Return every line from the records below with the string "github".

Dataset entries
------------
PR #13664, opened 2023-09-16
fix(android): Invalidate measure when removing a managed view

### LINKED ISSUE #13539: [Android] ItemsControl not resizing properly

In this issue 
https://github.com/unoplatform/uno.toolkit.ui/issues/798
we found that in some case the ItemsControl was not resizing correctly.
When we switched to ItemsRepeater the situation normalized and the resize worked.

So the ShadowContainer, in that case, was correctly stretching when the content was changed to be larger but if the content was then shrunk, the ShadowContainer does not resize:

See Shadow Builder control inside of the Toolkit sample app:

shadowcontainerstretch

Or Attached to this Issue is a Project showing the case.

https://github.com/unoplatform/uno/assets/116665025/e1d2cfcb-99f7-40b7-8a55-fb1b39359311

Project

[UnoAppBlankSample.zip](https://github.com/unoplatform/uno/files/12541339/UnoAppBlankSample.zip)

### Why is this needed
------------
Finished task
https://github.com/unoplatform/uno.toolkit.ui/issues/798
https://github.com/unoplatform/uno/assets/116665025/e1d2cfcb-99f7-40b7-8a55-fb1b39359311
[UnoAppBlankSample.zip](https://github.com/unoplatform/uno/files/12541339/UnoAppBlankSample.zip)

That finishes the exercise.